» Your instructions: Below are some records. Copy every line in them that holds "will".

» Input data:
:::::
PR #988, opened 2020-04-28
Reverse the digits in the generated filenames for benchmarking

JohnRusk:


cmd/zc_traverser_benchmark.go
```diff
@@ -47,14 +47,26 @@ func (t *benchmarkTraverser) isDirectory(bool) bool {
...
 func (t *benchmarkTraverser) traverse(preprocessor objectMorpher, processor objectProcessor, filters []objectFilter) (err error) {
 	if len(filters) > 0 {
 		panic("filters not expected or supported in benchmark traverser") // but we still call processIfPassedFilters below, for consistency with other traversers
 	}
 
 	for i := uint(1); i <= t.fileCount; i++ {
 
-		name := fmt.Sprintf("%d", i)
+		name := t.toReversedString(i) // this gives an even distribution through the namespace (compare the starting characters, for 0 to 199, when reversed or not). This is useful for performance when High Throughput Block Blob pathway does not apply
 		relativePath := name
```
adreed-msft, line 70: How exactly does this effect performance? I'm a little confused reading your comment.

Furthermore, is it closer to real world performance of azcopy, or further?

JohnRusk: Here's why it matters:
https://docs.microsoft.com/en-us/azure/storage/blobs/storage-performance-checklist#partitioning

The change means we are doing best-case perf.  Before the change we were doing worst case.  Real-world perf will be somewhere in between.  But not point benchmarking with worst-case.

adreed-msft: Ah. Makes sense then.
:::::
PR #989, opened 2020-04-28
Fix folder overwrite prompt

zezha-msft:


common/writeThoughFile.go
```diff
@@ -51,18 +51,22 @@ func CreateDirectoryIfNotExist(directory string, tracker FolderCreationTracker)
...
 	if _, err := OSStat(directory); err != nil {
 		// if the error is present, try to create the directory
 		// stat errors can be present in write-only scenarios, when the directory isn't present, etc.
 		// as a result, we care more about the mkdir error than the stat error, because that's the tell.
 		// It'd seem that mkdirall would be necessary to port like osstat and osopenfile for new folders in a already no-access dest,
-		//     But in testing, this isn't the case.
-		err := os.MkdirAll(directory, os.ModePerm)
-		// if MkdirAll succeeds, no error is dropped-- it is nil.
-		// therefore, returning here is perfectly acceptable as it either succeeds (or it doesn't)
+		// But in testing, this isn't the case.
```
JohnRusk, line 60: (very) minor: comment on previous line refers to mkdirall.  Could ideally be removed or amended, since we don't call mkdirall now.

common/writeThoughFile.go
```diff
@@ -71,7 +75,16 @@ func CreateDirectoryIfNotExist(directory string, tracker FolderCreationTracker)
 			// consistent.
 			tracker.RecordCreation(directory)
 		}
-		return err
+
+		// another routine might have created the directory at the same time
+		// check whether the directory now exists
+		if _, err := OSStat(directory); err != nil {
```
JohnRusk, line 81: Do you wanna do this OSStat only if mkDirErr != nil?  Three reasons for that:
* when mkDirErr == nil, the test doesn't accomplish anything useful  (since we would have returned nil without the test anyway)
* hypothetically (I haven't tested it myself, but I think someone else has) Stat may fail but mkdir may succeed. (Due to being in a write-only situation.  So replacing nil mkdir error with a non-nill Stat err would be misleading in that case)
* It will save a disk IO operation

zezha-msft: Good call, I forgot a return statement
:::::
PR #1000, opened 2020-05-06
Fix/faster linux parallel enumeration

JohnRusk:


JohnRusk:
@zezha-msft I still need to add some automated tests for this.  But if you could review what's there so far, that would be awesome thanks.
:::::
» Response below:
The change means we are doing best-case perf.  Before the change we were doing worst case.  Real-world perf will be somewhere in between.  But not point benchmarking with worst-case.
* It will save a disk IO operation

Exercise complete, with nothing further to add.